→ **Task requirements**: In the listing below, identify each line with the word "onAnimationCompleted" and return those lines.

── The data

Issue #1048, opened 2021-03-20
[BUG] Lingering `requestAnimationFrame` when removing animated component


DerNamenlose:
When removing an animated component with an infinite loop, there is a lingering `requestAnimationFrame` in the background, that keeps on using the CPU. 

**CodeSandbox**
https://mo41z.csb.app/

**4. Steps to reproduce**

1. Conditionally render a component with an animation with `loop: Infinity`.
2. Remove that component from the DOM by setting the condition to false.
3. Create a Performance Profile in DevTools -> there is a `requestAnimationFrame` running every 16 ms (for my 60 Hz monitor anyway), even though there is no longer any animated component in the DOM.
4. (Unsure) The `requestAnimationFrame`-calls seem to add up, causing 100% CPU in a long running process (Electron App in my case). However, I'm not 100% positive on how to actually reproduce this reliably.

**5. Expected behavior**

When the animated component is removed, the calls to `requestAnimationFrame` should stop, relinquishing any control of the CPU.

**7. Environment details**

Electron 12.0.1 (Chromium 89.0.4389.82) on Kubuntu 20.10.

fedekau:
@DerNamenlose did you find out something that helped you resolve the problem?

We have something very similar, just by doing this we are able to reproduce it 🤯 

```
<AnimatePresence>
   <div>Hi</div>
</AnimatePresence>
```

fedekau:
@mattgperry I am pinging you since I saw you active on a thread about `requestAnimationFrame` too. Does this have an explanation? Our Framer version is `4.1.17`. Let me know if you need more details

DerNamenlose:
@fedekau Sorry, I replaced the animation with a CSS animation due to a code overhaul anyway.

fedekau:
Thanks @DerNamenlose!

We needed an animation to run infinitely as long as the component was mounted so we ended up forcing the animation by changing the key `onAnimationCompleted`. Basically infinity loop, but manually. 

```jsx
const [key, setKey] = useState(0);

return <motion.div key={key} onAnimationCompleted={() => setKey(key+1)} ...>...</motion.div


```

fatso83:
Any idea on how to fix this in code? I made a full reproduction case after profiling this for a while.
https://github.com/fatso83/issue-reproductions/tree/master/framer-motion-cpu-issue

[...]

Issue #886, opened 2020-12-11
[BUG] AnimatePresence doesn't unmount when animation is finished when using a custom bounce transition value


linusklingzell:
**1. Read the [FAQs](#faqs) 👇**
yes

**2. Describe the bug**

AnimatePresence dosen't unmount its children after exit animation is finished when using a custom bounce value

**3. IMPORTANT: Provide a CodeSandbox reproduction of the bug**

https://codesandbox.io/s/sharp-water-8rh86?file=/src/App.js

**4. Steps to reproduce**

Add a custom bounce value in transition prop in a motion.div component when using AnimatePresence
Click "Toggle me" in sandbox twice to show and then hide the component

**5. Expected behavior**

The children in AnmiatePresence should be unmounted when animation is finished

Lukavyi:
I have a similar issue, had to disable animations because of it.

KirdesMF:
it works if you set the duration of the transition

williambout:
I can repro as well

DovahBrownies:
Can confirm that it will keep bouncing infinitely.
Adding a `duration` does unmount the animation.

fatso83:
Possibly related to #1048.

mattgperry:
Since fixed

PR #1479, opened 2022-03-04
Fix for  #1048: stop all animations on unmount

fatso83:
Issue #1048 (and possibly #886?) is a performance issue that basically comes down to Framer Motion not cleaning up the popmotion animations. This PR simply adds an event listener on the VisualElement that will cause it to call `stop()` on all `MotionValue`s. Test verification has been added.

There were a few hiccups along the way with regards to testing (some reported), which prevented me from being able to run the entire test suite, but I made sure to test the changes I did by only running those files:
```
 npx jest --testPathPattern src/render/__tests__/index.test.ts
```

P.S. I was not totally sure what to put in the changelog, seeing that it requires a date for the version and such, which seems like a job for some automation tool.


fatso83:
I am not quite able to decipher the TS issue:
```
TS2322: Type 'VisualElement<any, any>' is not assignable to type 'VisualElement<unknown, any>'.   The types of 'parent.sortNodePosition' are incompatible between these types.     Type '(element: import("/Users/carlerik/dev/motion/packages/framer-motion/types/render/types").VisualElement<any, any>) => number' is not assignable to type '(element: import("/Users/carlerik/dev/motion/packages/framer-motion/src/render/types").VisualElement<any, any>) => number'.       Types of parameters 'element' and 'element' are incompatible.         Type 'import("/Users/carlerik/dev/motion/packages/framer-motion/src/render/types").VisualElement<any, any>' is not assignable to type 'import("/Users/carlerik/dev/motion/packages/framer-motion/types/render/types").VisualElement<any, any>'.           Types of property 'animateMotionValue' are incompatible.             Type '(key: string, value: import("/Users/carlerik/dev/motion/packages/framer-motion/src/value/index").MotionValue<any>, target: import("/Users/carlerik/dev/motion/packages/framer-motion/src/types").ResolvedValueTarget, transition?: import("/Users/carlerik/dev/motion/packages/framer-motion/src/types").Transition) => Promi...' is not assignable to type '(key: string, value: import("/Users/carlerik/dev/motion/packages/framer-motion/types/value/index").MotionValue<any>, target: import("/Users/carlerik/dev/motion/packages/framer-motion/types/types").ResolvedValueTarget, transition?: import("/Users/carlerik/dev/motion/packages/framer-motion/types/types").Transition) =>...'.               Types of parameters 'value' and 'value' are incompatible.                 Type 'import("/Users/carlerik/dev/motion/packages/framer-motion/types/value/index").MotionValue<any>' is not assignable to type 'import("/Users/carlerik/dev/motion/packages/framer-motion/src/value/index").MotionValue<any>'.                   Types have separate declarations of a private property 'current'.  types.ts(153, 5): The expected type comes from property 'parent' which is declared here on type 'VisualElementOptions<ResolvedValues, any>'
```

I could throw a bunch of `any`s on the problem, but I would rather do it right.

packages/framer-motion/src/render/index.ts
```diff
@@ -515,6 +515,13 @@ export const visualElement =
             },
         }
 
+        element.onUnmount(() => {
+            element.forEachValue((value) => {
+                //console.log(value)
```
fedekau, line 520: This can be removed 😄

fatso83: Thanks! Any idea about the TypeScript issues? Not sure what that is about.

fatso83 (commented):
In hindsight, I could probably have stuffed the changed directly in [the `unmount` method](https://github.com/framer/motion/pull/1479/files#diff-0d13ecc0e463d5f0388f01d12b30363d33f01819480822de9c04604d39eda21aL250). I thought I had tested that already (unsuccessfully) instead of as a callback on the `unmount` event., but after [patching just that method in 2.9.5](https://github.com/framer/motion/issues/1048#issuecomment-1059137184) and seeing that work just fine I am unsure what I saw :shrug: 

Will test that as an alternative once TS tests are passing.

packages/framer-motion/src/render/__tests__/create-element-util.ts
```diff
@@ -0,0 +1,78 @@
...
+        const origin = getOrigin(target as any, transition || {}, element)
+        checkTargetForNewValues(element, target, origin as any)
+        return { transition, transitionEnd, ...target }
+    },
+})
+
+export function createVisualElementAndAnimationState(
+    props: MotionProps = {},
+    parent: VisualElement<any> | undefined = undefined
+): { element: VisualElement; state: any } {
```
fedekau, line 43: I think it expects `VisualElement | undefined` Right?

mattgperry:
The fundamental problem with this approach is a motion value can be shared across multiple VisualElements. Perhaps it could be that if all `onChange` listeners are removed, `stop` is called?

fatso83:
Ah, good catch. I'll update. My basic assumption is that unmount = destroy (release resources), seeing that the [`unmount()`](https://github.com/framer/motion/blob/7526357419fd75aed18d82252aa843e046f2ca21/packages/framer-motion/src/render/index.ts#L254) releases all its listeners on the MotionValue. With that in mind, I should be able to something like  this straight after the event listener release in Line 254 of the VisualElement `unmount()` method
```javascript    
            element.forEachValue((value) => {
                if(value.hasNoListeners()) { value.stop(); }
            });
```
followed by this addition to [MotionValue](https://github.com/framer/motion/blob/7526357419fd75aed18d82252aa843e046f2ca21/packages/framer-motion/src/value/index.ts#L175):

```javascript
hasNoListeners() {
  return this.updateSubscribers.getSize() === 0;
}
```

Right?

fatso83:
[A patch for 2.9.5 using your approach](https://github.com/framer/motion/issues/1048#issuecomment-1059137184) worked fine (i.e. CPU usage was down to 0 when idle), so will update the PR for the `main` branch with something similar.

fatso83:
While the approach of stopping MotionValue's when the number of listeners reached zero seemed fine at first, as it solved the issue of loaders with `repeat=Infinite`, I had to revert the patch when we found that the animated messages in a message list never transitioned from their `opacity=0` to `opacity=1` state, staying hidden. I have not had time to do a deep dive into what about the "fix" is causing this, but it means the approach needs some adjustments in some way or another.

The code that never transitioned (because `stop()` was being called on the backing MotionValues) looks quite inconspicuous to me:
```javascript
const StyledMessageItem = styled(motion.li)<StyledMessageItemProps>`
  display: flex;
  flex-direction: column;
  margin-bottom: 0.75rem;
`

export function MessageItem(props: MessageItemProps): JSX.Element {
  const { message } = props

  return (
    <StyledMessageItem
      initial={{ opacity: 0, scale: 0.8 }}
      animate={{ opacity: 1, scale: 1 }}
    >{message}
    </StyledMessageItem>
  }
}
```

this again is being used quite vanilla like this:
```javascript
            <StyledMessageList>
              {messages.map((message, index) => (
                <MessageItem key={index} message={message} />
              ))}
            </StyledMessageList>
```

Not sure what makes this so special, tbh, as we don't apply anything special with regards to MVs, but when I set some breakpoints, it seemed as the check for zero listeners on onChange happened very early.

So basically this PR is not ready and going back to DRAFT state.

mattgperry:
Closing this out for now, feel free to reopen if there's a solution found though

────

→ **Worked solution**:
We needed an animation to run infinitely as long as the component was mounted so we ended up forcing the animation by changing the key `onAnimationCompleted`. Basically infinity loop, but manually. 
return <motion.div key={key} onAnimationCompleted={() => setKey(key+1)} ...>...</motion.div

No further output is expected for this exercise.